In our patient, the first intrauterine death occurred despite normal blood pressure and absence of abdominal aortic involvement. Therefore other risk factors like intrauterine growth restriction, placental pathology, or thyroid disease might have contributed to the fatal outcome5. Recurrent miscarriages, fetal death, and premature rupture of membranes was found to be associated with anti-TPO and anti-TG antibodies6–8. In addition, hypothyroidism increases the risk of preterm labor8. Thus, Hashimoto’s thyroiditis might have influenced the adverse pregnancy outcomes.
Fetal growth retardations in our patient could have been caused either by the disease itself or by prednisolone therapy9. However, fetal growth retardation in the first pregnancy presented before TA was even diagnosed. Therefore, smoldering disease activity that adversely affected the placental blood flow was most likely the cause for fetal growth retardation in the first and third pregnancy. In retrospect, a pregnancy-compatible immunosuppression therapy such as azathioprine or cyclosporine might have been introduced earlier in the disease.
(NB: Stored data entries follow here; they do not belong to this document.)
PR #364, opened 2022-12-30
Fix regexp parsing issues

adams85:
As I see, support for the [experimental `v` flag](https://2ality.com/2022/11/regexp-v-flag.html) has been enabled in regexp parsing, however I'm not sure that those regexps are adapted to .NET ones correctly. [This piece of code](https://github.com/sebastienros/esprima-dotnet/compare/fix/regex-parsing?expand=1#diff-5c649e707747c206cd95c805966b187aa0e3f0725f25f51aef684f8254ad0149L2366-L2368) looks like doing nothing else but make the corresponding test262 test cases pass. However, the adapted regexp doesn't seem to match the original one.

I think we should reconsider this. In my opinion no regexp would still be a better choice than a wrong one in those cases where the regexp can't be adapted correctly. Or, if we're ok with returning broken regexps, at least some warning should be presented to the consumer. What do you think?

---

Public API breaking changes:
* Replace the `Scanner.ParseRegex` instance method with a static method (`AdaptRegExp`).
* Remove the `Scanner.ParseRegexOptions` method as it is not intended for end users.
* Deprecate the `ParserOptions.AdaptRegexp`/`ScannerOptions.AdaptRegexp` properties in favor of `RegExpParseMode`. `AdaptRegexp` will be removed from the final v3.0 release.
* Change the `ParserOptions.ScannerOptions` property into a method (`GetScannerOptions`) to prevent it from appearing in intellisense. (Probably I'm the sole consumer of this API, so this shouldn't break much code.)


lahma:
Ideally we would of course transform the ones we can. But if it's known to be broken maybe throwing an exception is the right choice instead of getting wrong results from script evaluation. NilJS does [some unicode conversions](https://github.com/nilproject/NiL.JS/blob/develop/NiL.JS/BaseLibrary/RegExp.cs#L162), but it doesn't have anything for the `v` flag.

adams85:
Thank you. 😃 I can't promise though that this will completely solve the issues around regexes. It's pretty hard indeed to get it right because of the sheer amount of quirks and edge cases. But hopefully it will improve the situation somewhat. Besides getting rid of the quick&dirty patches and fixing as many bugs as I can, the main goal is to refactor this part so we can maintain it more easily in the future.

sebastienros:
One day I will disable force-push so that I can actually see what was done in the last commit ;) (don't worry just kidding). Story is that I receive the notification of the update, but this link shows an empty changeset because it's a force-push so I can't see what was changed, it's like a brand new PR. I personally usually do that too, but only when rebasing. And I then squash during the merge to delete the history.

adams85:
Sorry for spamming you with notifications. You can just ignore these for now since this is a draft. I'm just pushing changes to back up local work as I've invested a lot in this one and I'd tear my hair out if I lost it because of a hardware failure... :D I wasn't aware though that others receive notifications of changes pushed to draft PRs. Of course, I'll quit doing this if it's annoying to you.

adams85:
Final force push, PR is ready 🎉 

The implementation is far from perfect but I think it's pretty close to what can be achieved using the approach of adapting JS regex patterns for the .NET regex engine to execute.

I worked hard to make the behavior of the adapted patterns as close as possible to the original one but there are limits to this due to the implementation differences of the two regex engines. We can work around many of them but unfortunately not all of them.

Known issues:
* Case-insensitive matching [won't always yield the same results](https://github.com/sebastienros/esprima-dotnet/blob/22eab845300564fcf756aab548ff635c58c4cd18/src/Esprima/Scanner.RegexParser.cs#L91). Implementing a workaround for this issue would be extremely hard, if not impossible.
*  Self-referencing capturing groups like `/((a+)(\1) ?)+/` may not produce the exact same captures. [`RegexOptions.ECMAScript` is supposed to cover this](https://learn.microsoft.com/en-us/dotnet/standard/base-types/regular-expression-options#ecmascript-matching-behavior), however even the MSDN example don't produce the same matches. (BTW, `RegexOptions.ECMAScript` is kinda a false promise, it helps very little overall. MS didn't even get `.` or `\s` matching right...)
* Similarily, repeated nested groups like `/((a+)?(b+)?(c))*/` may produce different captures for the groups. ([JS has an overwrite behavior](https://developer.mozilla.org/en-US/docs/Web/JavaScript/Reference/Regular_expressions/Capturing_group#description) while .NET don't).
* .NET treats forward references differently than JS, so it's not possible to convert patterns like `\1(\w)` reliably. (We could make some patterns work by rewriting them to something like `(?:)(\w)` but I found cases where even this wouldn't work.)
* If there are multiple syntax errors, our parser won't report the exact same error as V8 in some cases. (This might be improved but I don't think it would be worth the effort.)
* Unicode mode issues:
  * There could be false positive empty string matches in the middle of surrogate pairs. Patterns as simple as `/a?/` have this issue when the input string contains astral Unicode chars. I didn't find a workaround for this but I'm pretty sure that, if it's exists, it's very complicated. This is a **big problem but can be mitigated somewhat using a bit of "post-processing"**, that is, filtering out the false positive matches after evaluation like it's done [here](https://github.com/sebastienros/esprima-dotnet/blob/22eab845300564fcf756aab548ff635c58c4cd18/test/Esprima.Tests/RegExpTests.cs#L296). I'm afraid we can't do anything better than this until .NET adds the options to treat the input string as Unicode code points.
  * Support for Unicode property escapes is pretty limited (see the explanation [here](https://github.com/sebastienros/esprima-dotnet/blob/22eab845300564fcf756aab548ff635c58c4cd18/src/Esprima/Scanner.RegexParser.Unicode.cs#L831)). Currently, we can only adapt General Category expressions. But even this is not perfect as the result will depend the Unicode version included in the specific .NET runtime which runs the code.

So, to sum it up, I think we can get about this far by the current approach. Legacy pattern conversion is pretty solid apart from the minor issues listed above. However, we still have nothing for flag v but TBH I don't have much hope for that since even flag u support is partial and quirky.

If we wanted a fully compliant solution, we'd need to implement a regex engine based on the JS specs. Which, of course, would be a HUGE undertaking. I don't see that happening in the near future, however if someone wants to give it a shot, they can reuse a lot of the code from this PR for the parser part.

adams85:
As a first step, @lahma, could you do some tests with Jint? You may expect a BC because I changed the method for standalone regex parsing in `Scanner`: https://github.com/sebastienros/esprima-dotnet/blob/22eab845300564fcf756aab548ff635c58c4cd18/src/Esprima/Scanner.cs#L1786

lahma:
Will do, probably tomorrow the latest.

lahma:
I did a quick test with Jint and seems that there are tests failing now with adapted usage (using Debug mode with asserts). Errors like:

```
System.IndexOutOfRangeException: Index was outside the bounds of the array.
   at Esprima.Scanner.RegexParser.LegacyMode.AdjustEscapeSequence(AdjustPatternContext& context, RegexParser& parser) in D:\Work\esprima-dotnet\src\Esprima\Scanner.RegexParser.Legacy.cs:line 143
   at Esprima.Scanner.RegexParser.AdjustPattern[TMode](TMode mode, ArrayList`1& capturingGroups, Dictionary`2 capturingGroupNames) in D:\Work\esprima-dotnet\src\Esprima\Scanner.RegexParser.cs:line 568
```

```
Esprima.ParserException: Line 1: Invalid regular expression: Nothing to repeat
   at Esprima.Scanner.ThrowUnexpectedToken(String message) in D:\Work\esprima-dotnet\src\Esprima\Scanner.cs:line 187
   at Esprima.Scanner.RegexParser.AdjustPattern[TMode](TMode mode, ArrayList`1& capturingGroups, Dictionary`2 capturingGroupNames) in D:\Work\esprima-dotnet\src\Esprima\Scanner.RegexParser.cs:line 532
```

I'm not sure if I can quickly suggest any fixes, but if you take Jint `main` branch and remove NuGet package reference to Esprima and add solution reference to local project + Jint reference to that new project you should be able to see the problems. 

I don't want to depress you - the improvements look great and in a way also sad that so much adaptation is needed to work around .NET regex "ecmascript" mode problems. Awesome work as always 👍🏻

lahma:
Also API thought, should `Scanner.ParseRegex` not ever return nullable and have another `Try` version. I know the tolerant mode can be a bit ambiguous in this context but just a thought.

adams85:
First of all, thanks for the quick response.

> I'm not sure if I can quickly suggest any fixes, but if you take Jint main branch and remove NuGet package reference to Esprima and add solution reference to local project + Jint reference to that new project you should be able to see the problems.

Did this, however `dotnet test` reported only 6 failing tests in the test262 suite for me, all of them failing with `NullReferenceException` caused by the current error reporting behavior of the regex parser + the test executor, which parses in tolerant mode (more on this below).

The issue hit by these tests is this: ".NET treats forward references differently than JS, so it's not possible to convert patterns like \1(\w) reliably." So we need to exclude them from the test suite.

However, I got no `IndexOutOfRangeException` and `Nothing to repeat` errors. Could you tell me which test cases produced such errors for you?

> Also API thought, should Scanner.ParseRegex not ever return nullable and have another Try version. I know the tolerant mode can be a bit ambiguous in this context but just a thought.

That's a good point and I'm absolutely open for changes in this area. But first, let me explain the current behavior:

The new regex parser does complete syntactic validation and it throws non-tolerable exceptions when encountering a syntax error. However, when the pattern is syntactically correct but it can't adapt it to an equivalent .NET pattern because of the known issues I mentioned above, it's a tolerable error. In this cases `null` is returned when the error is tolerated (and it is by the default error handler). In other words, when it's the parser's fault that it can't produce a regex, it's a tolerable error, when it's the user's (as they gave the parser an invalid pattern), it's an intolerable error.

When I implemented the parser, this seemed to be a good idea. However, as I'm thinking about it, I'm not sure any more... Should be a syntax error in a regex an intolerable error in the first place? When you parse a script and you have an invalid regex in that, would it be better if parsing could continue? I think we should decide this first. What do you think?

lahma:
Been a bit busy with life, sorry for the delays...

> However, I got no `IndexOutOfRangeException` and `Nothing to repeat` errors. Could you tell me which test cases produced such errors for you?

Totally my bad, I did my testing in a hurry and expected that `null` result meant that parsing failed *and no exception would be thrown anymore*. Sorry and thanks for clarifying.

> > Also API thought, should Scanner.ParseRegex not ever return nullable and have another Try version. I know the tolerant mode can be a bit ambiguous in this context but just a thought.

> That's a good point and I'm absolutely open for changes in this area. But first, let me explain the current behavior:

> The new regex parser does complete syntactic validation and it throws non-tolerable exceptions when encountering a syntax error. However, when the pattern is syntactically correct but it can't be adapted to an equivalent .NET pattern because of the known issues I mentioned above, it's a tolerable error. In this cases `null` is returned when the error is tolerated (and it is by the default error handler). In other words, when it's the parser's fault that it can't produce a regex, it's a tolerable error, when it's the user's (as they gave the parser an invalid pattern), it's a non-tolerable error.

> When I implemented the parser, this seemed to be a good idea. However, as I'm thinking about it, I'm not sure any more... Should be a syntax error in a regex an intolerable error in the first place? When you parse a script and you have an invalid regex in that, would it be better if parsing could continue? I think we should decide this first. What do you think?

I think you original reasoning is quite sound. From interpreter perspective, it shouldn't be a problem if there's a regex that we cannot run *as long as we don't enter the code path*. The problematic use case might be imaginary validation service that would run against input and every once in a blue moon it would error because specific `if` or something would be entered and regex would be tried to be invoked - "I'm sorry but we never understood the regex on .NET side even though you've written perfect ECMAScript regex here - now it's here on your face".

So I'm afraid I don't have any definitive clear picture what would be the correct way to handle. There are pros and cons for every approach I'd guess.

adams85:
> I think you original reasoning is quite sound. From interpreter perspective, it shouldn't be a problem if there's a regex that we cannot run as long as we don't enter the code path. The problematic use case might be imaginary validation service that would run against input and every once in a blue moon it would error because specific if or something would be entered and regex would be tried to be invoked - "I'm sorry but we never understood the regex on .NET side even though you've written perfect ECMAScript regex here - now it's here on your face".

According to this, the current error reporting mechanism looks good enough. When the input has regexes with syntax errors, you get `ParserException`. In other cases, you have a choice: either you get a `ParserException` for correct but not adaptable regexes, or, by enabling tolerant mode, you can parse the script and decide later what to do with the problematic regexes.

I think the same behavior is good enough for parsing a single regex:

```cs
/// <summary>
/// Parses an ECMAScript regular expression and tries to create a <see cref="Regex"/> instance with an equivalent behavior.
/// </summary>
/// <returns>
/// The equivalent <see cref="Regex"/> if the conversion was possible, otherwise <see langword="null"/>.
/// </returns>
/// <exception cref="ParserException">
/// <paramref name="pattern"/> is an invalid regex pattern or, when <paramref name="tolerant"/> is <see langword="false"/>,
/// cannot be converted to an equivalent <see cref="Regex"/>.
/// </exception>
public static Regex? ParseRegex(string pattern, string flags, TimeSpan? matchTimeout = null, bool tolerant = true, ErrorHandler? errorHandler = null)
```

I'd remove `errorHandler` though because that doesn't seem to make much sense in this case. And I'd probably rename the method to `AdaptRegex` because that would describe the purpose better. Would you ok with this?

Regarding this topic, I have one more potential improvement in mind: we may allow syntax validation without adapting the regex, which may be a pretty expensive operation. So I'd introduce an enum like this:

```cs
public enum RegexParseMode
{
    Skip,
    Validate,
    Adapt,
}
```

`Skip` would correspond to the current `AdaptRegexp = false`, while `Adapt` to the `AdaptRegexp = true` setting. And there would be a third option, which would only validate but wouldn't create a .NET regex. Also, [probably we should change the default](https://github.com/sebastienros/esprima-dotnet/issues/371#issue-1556529137) to `Validate`.

Oh, and while we're at it, so far interpreted .NET regexes have been created. Probably it would make sense to add an option for compiled regexes (`RegexOptions.Compiled`). For example, could look like this:

```cs
public enum RegexParseMode
{
    Skip,
    Validate,
    AdaptToInterpreted,
    AdaptToCompiled,
}
```

What's your opinion on these ideas?

adams85:
After consulting with my pillow, this would be my final version of the single regex parser API:

```csharp
/// <summary>
/// Parses an ECMAScript regular expression and tries to create a <see cref="Regex"/> instance with the equivalent behavior.
/// </summary>
/// <returns>
/// The equivalent <see cref="Regex"/> if the conversion was possible,
/// otherwise <see langword="null"/> (unless <paramref name="throwIfNotAdaptable"/> is <see langword="true"/>).
/// </returns>
/// <exception cref="ParserException">
/// <paramref name="pattern"/> is an invalid regex pattern or cannot be converted
/// to an equivalent <see cref="Regex"/> (if <paramref name="throwIfNotAdaptable"/> is <see langword="true"/>).
/// </exception>
public static Regex? AdaptRegExp(string pattern, string flags, TimeSpan? matchTimeout = null, bool throwIfNotAdaptable = false)
```

I wouldn't split this into an `AdaptRegex` / `TryAdaptRegex` pair because then it would be harder to differentiate the user problem (syntax error) from the parser problem (not adaptable pattern).

(A note about naming: 'regex' is spelled in multiple ways currently. I think it'd be preferable to use `RegExp` when referring to JS and `Regex` when refererring to .NET regexes.)

lahma:
> After consulting with my pillow

😄 

> ```cs
> /// <summary>
> /// Parses an ECMAScript regular expression and tries to create a <see cref="Regex"/> instance with the equivalent behavior.
> /// </summary>
> /// <returns>
> /// The equivalent <see cref="Regex"/> if the conversion was possible,
> /// otherwise <see langword="null"/> (unless <paramref name="throwIfNotAdaptable"/> is <see langword="true"/>).
> /// </returns>
> /// <exception cref="ParserException">
> /// <paramref name="pattern"/> is an invalid regex pattern or cannot be converted
> /// to an equivalent <see cref="Regex"/> (if <paramref name="throwIfNotAdaptable"/> is <see langword="true"/>).
> /// </exception>
> public static Regex? AdaptRegExp(string pattern, string flags, TimeSpan? matchTimeout = null, bool compiled = false, bool throwIfNotAdaptable = false)
> ```
> 
> I wouldn't split this into an `AdaptRegex` / `TryAdaptRegex` pair because then it would be harder to differentiate the user problem (syntax error) from the parser problem (not adaptable pattern).
> 
> (A note about naming: 'regex' is spelled in multiple ways currently. I think it'd be preferable to use `RegExp` when referring to JS and `Regex` when refererring to .NET regexes in our APIs.)

This looks good to me, really appreciate the work you've done here.

adams85:
Life happened here too but at last I completed this one... I know it's quite a bit but I wouldn't like to merge this without a fair peer review. Could any of you do it?

src/Directory.Build.props
```diff
@@ -5,7 +5,7 @@
     <Copyright>Sebastien Ros</Copyright>
     <Authors>Sebastien Ros</Authors>
 
-    <LangVersion>latest</LangVersion>
+    <LangVersion>11</LangVersion>
```
lahma, line 8: maybe could add comment why needed so can be later `latest` when the needed feature is in latest default SDK

src/Esprima/JsxParser.cs
```diff
@@ -394,7 +394,7 @@ private string ScanXHTMLEntity(char quote)
             else if (hex && str.Length > 2)
             {
                 result =
-                    ((char) int.Parse(str.Substring(2), System.Globalization.NumberStyles.HexNumber)).ToString();
+                    ((char) int.Parse(str.Substring(2), System.Globalization.NumberStyles.AllowHexSpecifier)).ToString();
```
lahma, line 397: probably not needed for this PR, but we also have `HAS_SPAN_PARSE` defined when can use span based parsing, some linting tools will also probably warn about not using invariant culture

lahma (commented):
I went through the code on high level as I believe that you have studied the problem area and I can only agree with the outcome. A lot of great work here and seems that things are going towards the better (sad to have all the code needed  as Regex ECMAScript mode doesn't handle things as it should).

Left couple comments but IMO you can merge when you feel it's ready.

src/Directory.Build.props
adams85: As a matter of fact, this change is not necessary, I just like to be explicit about the C# version required for building the project. To my understanding, the meaning of `latest` depends on the .NET SDK installed, which just doesn't seem like a good idea because one may have an older SDK installed, which resolves `latest` to an older C# version than required. (E.g. the highest target we have is .NET 6 but that only includes C# 10.) Please correct me if I'm wrong or if you'd just like to have `latest` and I'll revert it.

src/Esprima/JsxParser.cs
adams85: I'll take care of this and similar minor issues in a separate PR.

src/Esprima/ParserOptions.cs
```diff
@@ -34,17 +37,27 @@ public record class ParserOptions
...
     /// Gets or sets the <see cref="ErrorHandler"/> to use, defaults to <see cref="ErrorHandler.Default"/>.
     /// </summary>
-    public ErrorHandler ErrorHandler { get => ScannerOptions._errorHandler; init => ScannerOptions._errorHandler = value; }
+    public ErrorHandler ErrorHandler { get => _scannerOptions._errorHandler; init => _scannerOptions._errorHandler = value; }
 
     /// <summary>
     /// Gets or sets whether the Regular Expression syntax should be converted to a .NET compatible one, defaults to <see langword="true"/>.
     /// </summary>
-    public bool AdaptRegexp { get => ScannerOptions._adaptRegexp; init => ScannerOptions._adaptRegexp = value; }
+    [Obsolete($"This property is planned to be removed from the next stable version. Please use the {nameof(RegExpParseMode)} property instead.")]
```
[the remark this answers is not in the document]
adams85: This one is not entirely clear to me. Instead of readme, didn't you mean release notes? That would make more sense. However, I'd also keep the obsolete attribute so early adopters can prepare their code for this change.

src/Esprima/Scanner.RegExpParser.Unicode.cs
```diff
@@ -0,0 +1,960 @@
...
+                {
+                    case 'd': // [0-9]
+                        set.Add(new CodePointRange(0x0030, 0x0039));
+                        break;
+                    case 'D': // [^0-9]
+                        set.Add(new CodePointRange(0x0000, 0x002F));
+                        set.Add(new CodePointRange(0x003A, Character.UnicodeLastCodePoint));
+                        break;
+                    case 's': // [\f\n\r\t\v\u0020\u00a0\u1680\u2000-\u200a\u2028\u2029\u202f\u205f\u3000\ufeff]
+                        set.Add(new CodePointRange(0x0009, 0x000D));
```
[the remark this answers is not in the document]
adams85: Good point! I'll check if it can be improved.

adams85:
Thank you for taking a look so quickly, @lahma. And also for the useful suggestions. Hopefully, there are no major gotchas left because of the comprehensive set of tests (including the ~2200 test cases added which, besides syntax issues, also verify the behavior of the converted patterns).

So this should indeed improve the quality of the parser, by bringing it closer to the specs. However, this conversion approach won't bring us much further, I'm afraid. One thing could help though: if MS implemented an evaluation mode in the .NET regex engine which treats the input as Unicode code points (as flag u and v does), that would allow us to significantly improve the conversion of unicode patterns and to implement a fair support for unicode sets (flag v). So it may be worth lobbying MS (e.g. [here](https://github.com/dotnet/runtime/issues/79982)) to do that. (At least, I don't expect them to implement a fully compliant ECMAScript mode.)

src/Directory.Build.props
lahma: OK, maybe the explicit version will make things more.. explicit 👍🏻 I've just used to having latest SDKs and (hoping to have latest) CI tools.

src/Esprima/ParserOptions.cs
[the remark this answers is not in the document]
lahma: Yes, I meant any documentation that would accompany the final 3.x release. I was just wondering how many RCs there will be before the next stable - but would make sense to have at least one to to prepare people who live on the edge - I just wouldn't want obsolete attributes in final 3.0 as we've been doing so much cleanup already and it's again another TODO for 4.x 😉 .

lahma:
I added some replies, thank you for the discussion - all seems to make sense for me at least 👍🏻 

> Thank you for taking a look so quickly, @lahma. And also for the useful suggestions. Hopefully, there are no major gotchas left because of the comprehensive set of tests (including the ~2200 test cases added which, besides syntax issues, also verify the behavior of the converted patterns).

👍🏻 

> So this should indeed improve the quality of the parser, by bringing it closer to the specs. However, this conversion approach won't bring us much further, I'm afraid. One thing could help though: if MS implemented an evaluation mode in the .NET regex engine which treated the input as Unicode code points (as flag u and v does), that would allow us to significantly improve the conversion of unicode patterns and to implement a fair support for unicode sets (flag v). So it may be worth lobbying MS (e.g. [here](https://github.com/dotnet/runtime/issues/79982)) to do that. (At least, I don't expect them to implement a fully compliant ECMAScript mode.)

Yes it's a sad state of affairs for the EcmaScript mode - I guess full framework release cadence + fear of breaking changes made this quite impossible. Probably hard to fix in modern .NET now too.

lahma (approved):

src/Esprima/ParserOptions.cs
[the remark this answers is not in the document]
adams85: >  I just wouldn't want obsolete attributes in final 3.0
Fully agreed. I also have it in mind to remove the deprecated stuff from the final v3.x.

>  I was just wondering how many RCs there will be before the next stable
Hopefully, we won't need more than one or two RCs. AFAICS, [this one](https://github.com/sebastienros/esprima-dotnet/pull/381) can be merged soon. Apart from that, I have some minor polishing left.

BTW, I added a BC section to the top comment to help us with writing the release notes.

adams85:
As for me, PR is ready to merge. I'll wait a few days though before merging so others can put in their 2 cents if they want to.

However, drug compliance during pregnancy is often a problem.
Low disease activity of TA despite the presence of abdominal involvement and normal thyroid function was probably the relevant key factors for a favorable outcome of the third pregnancy. Since hypothyroidism is an additional risk factor for early abortion, TSH should be routinely monitored and T4 accordingly be adjusted, especially in cases of known Hashimoto thyroiditis. In case of combined autoimmune diseases a close interdisciplinary monitoring is essential to attain successful pregnancy outcomes.